(Excerpts from a dataset)
Issue #4479, opened 2025-06-09
SentryStackFrame not serializing/deserializing preContext & postContext


limbonaut:
### Integration

sentry-android

### Build System

Gradle

### AGP Version

8.9.2

### Proguard

Enabled

### Version

8.11.1

### Steps to Reproduce

1. Create `SentryStackFrame` object.
2. Set `filename`, `function`, `lineno`, `contextLine`, `preContext` and `postContext`. 
3. Add it to an event stack frames and capture it.
4. Check JSON output.

### Expected Result

Having `pre_context` and `post_context` in the JSON `stacktrace->frames`.

### Actual Result

Both `preContext` and `postContext` are not serialized in `serialize()`. Take a look at [SentryStackFrame code](https://github.com/getsentry/sentry-java/blob/main/sentry/src/main/java/io/sentry/protocol/SentryStackFrame.java): `preContext` and `postContext` are unused variables.

<img width="760" alt="Image" src="https://github.com/user-attachments/assets/696139f8-9506-42f1-bd15-fbe2c9a92155" />

limbonaut:
I discovered this issue while working on the Android support in Sentry for Godot SDK: https://github.com/getsentry/sentry-godot/pull/169

PR #4482, opened 2025-06-10
Serialize `preContext` and `postContext` in `SentryStackFrame`

lcian:
## :scroll: Description

Serializes and deserializes the `preContext` and `postContext` fields in `SentryStackFrame`.
They don't seem to be used anywhere in the SDK, so perhaps that's why they were ignored before.

Closes https://github.com/getsentry/sentry-java/issues/4479

Updated existing test.

## :pencil: Checklist


sentry/src/main/java/io/sentry/protocol/SentryStackFrame.java
```diff
@@ -411,6 +413,12 @@ public void serialize(final @NotNull ObjectWriter writer, final @NotNull ILogger
     if (lock != null) {
       writer.name(JsonKeys.LOCK).value(logger, lock);
     }
+    if (preContext != null && !preContext.isEmpty()) {
+      writer.name(JsonKeys.PRE_CONTEXT).value(logger, preContext);
```
romtsn, line 417:
```suggestion
      writer.name(JsonKeys.PRE_CONTEXT).value(preContext);
```
since we know it's a string can we use the normal `value` overload here to avoid going through the reflection-based serializer?

sentry/src/main/java/io/sentry/protocol/SentryStackFrame.java
```diff
@@ -411,6 +413,12 @@ public void serialize(final @NotNull ObjectWriter writer, final @NotNull ILogger
...
+    }
+    if (postContext != null && !postContext.isEmpty()) {
+      writer.name(JsonKeys.POST_CONTEXT).value(logger, postContext);
```
romtsn, line 420:
```suggestion
      writer.name(JsonKeys.POST_CONTEXT).value(postContext);
```

sentry/src/main/java/io/sentry/protocol/SentryStackFrame.java
romtsn: ah sorry, i noticed it's a list, disregard!

romtsn (approved):
lgtm, but can we please add a changelog entry? Got bitten a few times where we didn't mention things and I was looking for them

lcian:
> lgtm, but can we please add a changelog entry? Got bitten a few times where we didn't mention things and I was looking for them

Thanks, sure, adding it!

> WORK REQUIRED:
Every entry should be transcribed exactly, with nothing omitted.

> WRITTEN SOLUTION:
Issue #4479, opened 2025-06-09
SentryStackFrame not serializing/deserializing preContext & postContext


limbonaut:
### Integration

sentry-android

### Build System

Gradle

### AGP Version

8.9.2

### Proguard

Enabled

### Version

8.11.1

### Steps to Reproduce

1. Create `SentryStackFrame` object.
2. Set `filename`, `function`, `lineno`, `contextLine`, `preContext` and `postContext`. 
3. Add it to an event stack frames and capture it.
4. Check JSON output.

### Expected Result

Having `pre_context` and `post_context` in the JSON `stacktrace->frames`.

### Actual Result

Both `preContext` and `postContext` are not serialized in `serialize()`. Take a look at [SentryStackFrame code](https://github.com/getsentry/sentry-java/blob/main/sentry/src/main/java/io/sentry/protocol/SentryStackFrame.java): `preContext` and `postContext` are unused variables.

<img width="760" alt="Image" src="https://github.com/user-attachments/assets/696139f8-9506-42f1-bd15-fbe2c9a92155" />

limbonaut:
I discovered this issue while working on the Android support in Sentry for Godot SDK: https://github.com/getsentry/sentry-godot/pull/169

PR #4482, opened 2025-06-10
Serialize `preContext` and `postContext` in `SentryStackFrame`

lcian:
## :scroll: Description

Serializes and deserializes the `preContext` and `postContext` fields in `SentryStackFrame`.
They don't seem to be used anywhere in the SDK, so perhaps that's why they were ignored before.

Closes https://github.com/getsentry/sentry-java/issues/4479

Updated existing test.

## :pencil: Checklist


sentry/src/main/java/io/sentry/protocol/SentryStackFrame.java
```diff
@@ -411,6 +413,12 @@ public void serialize(final @NotNull ObjectWriter writer, final @NotNull ILogger
     if (lock != null) {
       writer.name(JsonKeys.LOCK).value(logger, lock);
     }
+    if (preContext != null && !preContext.isEmpty()) {
+      writer.name(JsonKeys.PRE_CONTEXT).value(logger, preContext);
```
romtsn, line 417:
```suggestion
      writer.name(JsonKeys.PRE_CONTEXT).value(preContext);
```
since we know it's a string can we use the normal `value` overload here to avoid going through the reflection-based serializer?

sentry/src/main/java/io/sentry/protocol/SentryStackFrame.java
```diff
@@ -411,6 +413,12 @@ public void serialize(final @NotNull ObjectWriter writer, final @NotNull ILogger
...
+    }
+    if (postContext != null && !postContext.isEmpty()) {
+      writer.name(JsonKeys.POST_CONTEXT).value(logger, postContext);
```
romtsn, line 420:
```suggestion
      writer.name(JsonKeys.POST_CONTEXT).value(postContext);
```

sentry/src/main/java/io/sentry/protocol/SentryStackFrame.java
romtsn: ah sorry, i noticed it's a list, disregard!

romtsn (approved):
lgtm, but can we please add a changelog entry? Got bitten a few times where we didn't mention things and I was looking for them

lcian:
> lgtm, but can we please add a changelog entry? Got bitten a few times where we didn't mention things and I was looking for them

Thanks, sure, adding it!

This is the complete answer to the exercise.